我们是否即将进入新的地区秩序?

美国国务卿布林肯得到了以色列外交部长拉皮德和阿联酋外交部长阿卜杜拉·本·扎耶德的陪同 (美联社)

与其他重大历史事件一样,俄罗斯对乌克兰发动的战争也将在未来几十年内重塑国际关系和国际秩序架构。此外,它还将以一种没有任何人能想象得到的方式来重新划定区域平衡及联盟的地图。我们在前两次世界大战之后,以及冷战之后都目睹了这种情况的出现,在当时,国际秩序和次级区域体系进入了互动与动态的新阶段,正是这些新的动态带来了部分国家与体制的兴起,而另外一些则走向衰落。
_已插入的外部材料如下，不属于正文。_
PR #934, opened 2019-07-17
Use the postgres11 client tools for backup/restore

jaym:
The HA backend cluster is using postgres 11. The 9.6 tools do not like
this and error out with a version mismatch.

### DIFF
--- a/components/automate-deployment/habitat/plan.sh
+++ b/components/automate-deployment/habitat/plan.sh
@@ -26,6 +26,9 @@ pkg_deps=(
   core/rsync
   core/tar
   chef/mlsa
+  # deployment-service uses the postgres11 client to backup/restore postgres.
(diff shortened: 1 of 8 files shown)


components/automate-deployment/habitat/plan.sh
```diff
@@ -26,6 +26,7 @@ pkg_deps=(
   core/rsync
   core/tar
   chef/mlsa
+  core/postgresql11-client
```
stevendanna: I feel like a comment here or _somewhere_ reminding us why we are on this version might be good.

integration/services/ha_backend/setup.sh
```diff
@@ -2,6 +2,8 @@
 
 set -e
 
+echo "Listing stuff"
```
ryancragun: My english teach would give you an f for using "stuff" ;)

对于阿拉伯地区及其周边地区,重新安排联盟和平衡地图的进程正如火如荼地进行,甚至早在俄罗斯对乌克兰发动战争之前就开始了。我们在过去的6年中看到了这样的情况,特别是从2016年美国前总统唐纳德·特朗普入主白宫,以及2017年6月海湾危机爆发、卡塔尔遭到封锁以来,与此同时,“阿拉伯之春”的革命陷入了困境。

在过去的两年内,我们看到了该地区各方及行为主体的重新定位,尤其是随着拜登政府的上台,这有助于推动重新绘制地区联盟地图的进程。有两个主要的变量促成了这一进程的加速:第一,美国似乎已经从阿拉伯地区,特别是阿拉伯海湾地区撤出,以集中精力应对中国在东亚和东南亚地区日益上升的影响力;第二,拜登政府正努力恢复与伊朗之间的核协议,但这个变量在某种程度上也取决于第一个变量。

对于第一个变量,毫无疑问的是,美国认为中国在经济、技术和军事上的崛起对美国的国际霸权构成了威胁,也对它在亚洲的盟友——尤其是日本、韩国、印度、菲律宾、越南——的利益构成了威胁。为此,华盛顿一方面想方设法地遏制这种风险,另一方面则不断加强与上述国家之间的联盟。因此,美国数十年来都没有撤出任何一支驻扎在亚洲的军队和舰队,而这些军事力量包含了超过8万名士兵,其中大多数驻扎在日本和韩国,不仅如此,美国还在军事、技术和情报上给它们提供支持。此外,美国还与澳大利亚、英国建立了新的名为“AUKUS”的安全联盟,旨在加强太平洋地区的海上威慑。华盛顿政治界深信,中国的崛起不会是和平的崛起,并认为美国需要在这成为事实之前,直面这一现实。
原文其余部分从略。